Dichelus simplicipes

Scientific classification
- Kingdom: Animalia
- Phylum: Arthropoda
- Class: Insecta
- Order: Coleoptera
- Suborder: Polyphaga
- Infraorder: Scarabaeiformia
- Family: Scarabaeidae
- Genus: Dichelus
- Species: D. simplicipes
- Binomial name: Dichelus simplicipes (Burmeister, 1844)
- Synonyms: Heterochelus simplicipes Burmeister, 1844;

= Dichelus simplicipes =

- Genus: Dichelus
- Species: simplicipes
- Authority: (Burmeister, 1844)
- Synonyms: Heterochelus simplicipes Burmeister, 1844

Species of beetle

Dichelus simplicipes is a species of beetle of the family Scarabaeidae. It is found in South Africa (Western Cape).

== Description ==
Adults reach a length of about 5 mm. They are black, with the elytra dark chestnut-brown or reddish brown.
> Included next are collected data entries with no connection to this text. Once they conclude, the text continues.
PR #228, opened 2020-02-25
Fix path issue when playing audio on android

claptimes5:
# Flutter Doctor
```Doctor summary (to see all details, run flutter doctor -v):
[✓] Flutter (Channel stable, v1.12.13+hotfix.8, on Mac OS X 10.15.3
    19D76, locale en-US)

[✓] Android toolchain - develop for Android devices (Android SDK
    version 29.0.2)
[✓] Xcode - develop for iOS and macOS (Xcode 11.3.1)
[✓] Android Studio (version 3.6)
[✓] VS Code (version 1.42.1)
[✓] Connected device (1 available)
```

# Android issue
Tested on a real device (Galaxy Note 9) 

## Expected behavior
Calling startPlayer() with the path of an audio file on external storage actually plays the file. 

## Actual behavior
Result is an error. After investigating futher, the `prepare()` method was causing the issue. The path desired path to the file should start with `file://`. 

Here is the flutter log for the error:

```I/flutter (19693): startPlayer called
I/flutter (19693): playing status: t_AUDIO_STATE.IS_STOPPED
I/flutter (19693): stopping player
I/flutter (19693): stopPlayer called
I/flutter (19693): playing status: t_AUDIO_STATE.IS_STOPPED
I/flutter (19693): playing file
I/flutter (19693): /data/user/0/com.claptimes.myapp/app_flutter/my_app/2020-02-25T11:50:24.165751.acc
V/MediaPlayer-JNI(19693): native_setup
V/MediaPlayerNative(19693): constructor
V/MediaPlayerNative(19693): setListener
V/MediaPlayerNative(19693): setVideoSurfaceTexture
V/MediaPlayerNative(19693): prepare
V/MediaPlayerNative(19693): message received msg=300, ext1=0, ext2=0
V/MediaPlayerNative(19693): Received SEC_MM_PLAYER_CONTEXT_AWARE
V/MediaPlayerNative(19693): callback application
V/MediaPlayerNative(19693): back from callback
V/MediaPlayerNative(19693): message received msg=100, ext1=1, ext2=-2147483648
E/MediaPlayerNative(19693): error (1, -2147483648)
V/MediaPlayerNative(19693): signal application thread
V/MediaPlayerNative(19693): prepare complete - status=1
E/FlutterSoundPlugin(19693): startPlayer() exception
I/flutter (19693): error: Exception: PlatformException(ERR_UNKNOWN, ERR_UNKNOWN, Prepare failed.: status=0x1)
I/flutter (19693): stopPlayer called
I/flutter (19693): playing status: t_AUDIO_STATE.IS_STOPPED
```

# Fix
Prefixing the path string with `file://` resolves the issues. I've included a PR which works on my device.

### DIFF
--- a/android/src/main/java/com/dooboolab/fluttersound/FlutterSoundPlugin.java
+++ b/android/src/main/java/com/dooboolab/fluttersound/FlutterSoundPlugin.java
@@ -4,6 +4,7 @@ import android.Manifest;
 import android.content.pm.PackageManager;
 import android.media.MediaPlayer;
 import android.media.MediaRecorder;
+import android.net.Uri;
 import android.os.Build;
 import android.os.Handler;
 import android.os.SystemClock;
@@ -420,7 +421,9 @@ public class FlutterSoundPlugin implements MethodCallHandler, PluginRegistry.Req
       if (path == null) {
         this.model.getMediaPlayer().setDataSource(AudioModel.DEFAULT_FILE_LOCATION);
       } else {
-        this.model.getMediaPlayer().setDataSource(path);
+        Uri uriFileName = Uri.fromFile(new File(path));
+        String uriStr = uriFileName.toString();
+        this.model.getMediaPlayer().setDataSource(uriStr);
       }
 
       this.model.getMediaPlayer().setOnPreparedListener(mp -> {
@@ -486,6 +489,8 @@ public class FlutterSoundPlugin implements MethodCallHandler, PluginRegistry.Req
     } catch (Exception e) {
       Log.e(TAG, "startPlayer() exception");
       result.error(ERR_UNKNOWN, ERR_UNKNOWN, e.getMessage());
+//      Log.e(TAG, e.getStackTrace().toString());
+//      Log.e(TAG, Thread.currentThread().getStackTrace().toString());
     }
   }
 
--- a/android/src/main/java/com/dooboolab/fluttersound/FlutterSoundPlugin.java
+++ b/android/src/main/java/com/dooboolab/fluttersound/FlutterSoundPlugin.java
@@ -489,8 +489,6 @@ public class FlutterSoundPlugin implements MethodCallHandler, PluginRegistry.Req
     } catch (Exception e) {
       Log.e(TAG, "startPlayer() exception");
       result.error(ERR_UNKNOWN, ERR_UNKNOWN, e.getMessage());
-//      Log.e(TAG, e.getStackTrace().toString());
-//      Log.e(TAG, Thread.currentThread().getStackTrace().toString());
     }
   }
 


hyochan:
We decided to use the external library [path_provider](https://pub.dev/packages/path_provider) for this. @Larpoux Could you also give a look at this? Since I remember, we talked about this earlier.

Larpoux:
@hyochan : I think this issue is different than the one we talk together about.
It was related with bad paths given to the recorder(bad access authorisation).

This issue is not about recording, but playing an existing sound file.
It is not clear for me, why a URI is better than a full path 🙄 
I will check this PR more deeply, and I will give you my position.

Larpoux:
I do not agree with this patch : 
Actually, the caller can call `startPlayer()` with a URI.
This is used, for example, by our Example Demo App to play a remote file.
If the caller wants to play `file://data/user/0/com.claptimes.myapp/app_flutter/my_app/2020-02-25T11:50:24.165751.acc`, he just have to specify this URI when calling `startPlayer()`.

This is not flutterSound responsibility to hack the parameter given by the caller.

Finally, I do not see any reason which explain why a local file could be accessed when a URI is provided, but not when a complete file path is provided.
Note : Probably it would be possible to introduce a new API verb : `startPlayerFromUri()` if `startPlayer()` will not enough. But I am not sure that actually this is necessary, and we will need to check what to do on iOS.

claptimes5:
@Larpoux Thanks for checking into this. The issue may be caused by where I was storing the files. I'll check later and post here, but I was previously using `getApplicationDocumentsDirectory()` when storing my files and just switched to `getExternalStorageDirectory()` on Android.

claptimes5:
> @Larpoux Thanks for checking into this. The issue may be caused by where I was storing the files. I'll check later and post here, but I was previously using `getApplicationDocumentsDirectory()` when storing my files and just switched to `getExternalStorageDirectory()` on Android.

This guess was not correct. The files do not play and give the same error. 

@Larpoux The only reason I'm submitting this as a patch instead of just passing through the URI, is that calling `startPlayer(absolute_path)` does not work for me and should work according to the documentation.

Larpoux:
OK @claptimes5 . I will look to that, again.
Are you sure that it is OK to have ':' in your path name ? I really think it could be a problem.

Maybe we will need two API verbs : 
- startPlayer()  to play a file
- startPlayer() to play from a URI

Actually, file paths and URIs are completely mixed, and I feel that it is a mess.

Larpoux:
- startPlayerFromURI() to play from a URI

(sorry for the typo)

claptimes5:
Yep. No issues with the ":" in the file name. The file plays fine.

claptimes5:
At least, no issues when using the `file://`

hyochan:
@claptimes5 Can we support this optionally? Whether user wants `Uri` or `file path`.

claptimes5:
Sure... though this PR doesn't change your API at all. A user still just provides an absolute path and this PR converts it to a URI so the file can be referenced.

Larpoux:
Actually, we think that modifying the path that the App provide is not a good idea, and could give errors for existing Apps.

claptimes5:
@Larpoux I would like to reopen this issue. I believe this code only provides better support for more file types and should not impact existing apps. Can you let me know if there are issues? I have updated the code to make merging possible for version 3.

Larpoux:
I am sorry, but I do not understand why   opening a file specifying an URI instead of a file path would be better for the OS.
If you really want to pass an URL, then go head : there is no need to patch the flutter_sound code.
FlutterSound do not do anything on what you pass as parameter. So you can pass a URI if really you want that.

One OS  (Android or iOS, I do not remember which) uses a different API verb to access a file via a URL. If we want to support both OS, we must implement a new Flutter Sound verb, so that the App can open its file with a URL. If this is necessary we can consider to do that in a future version.

Larpoux:
If we patch flutter_sound without really understand why we do that, then it can have terrible consequences on other users.
Actually, I do not understand the reason of your patch.

claptimes5:
Thanks for getting back to me. The reason I'm reporting this issue is because the documentation says I can pass a `String path` to a file to `startPlayer`. But when I pass `/storage/emulated/0/Android/data/com.myapp.example/files/entries/entry_2020-04-10T12:01:24.995154.aac` to `startPlayer` it fails to `prepare`. 

That seems like a problem with the `flutter_sound` code, not with my usage.

I'm happy to just pass a URI to `startPlayer` if you don't think this is a good patch.

Thanks for all your work on this!

claptimes5:
Or I think the documentation should change to say something like "If the file fails to play/prepare, try passing a URI parameter."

The legs are the same colour as the elytra. The upper surface has a slight metallic tinge. The elytra have two interrupted bands of white scales on each side. The head and pronotum are densely hairy, with the hairs black. Along the base of the latter is a faint trace of a narrow band of appressed whitish squamose hairs.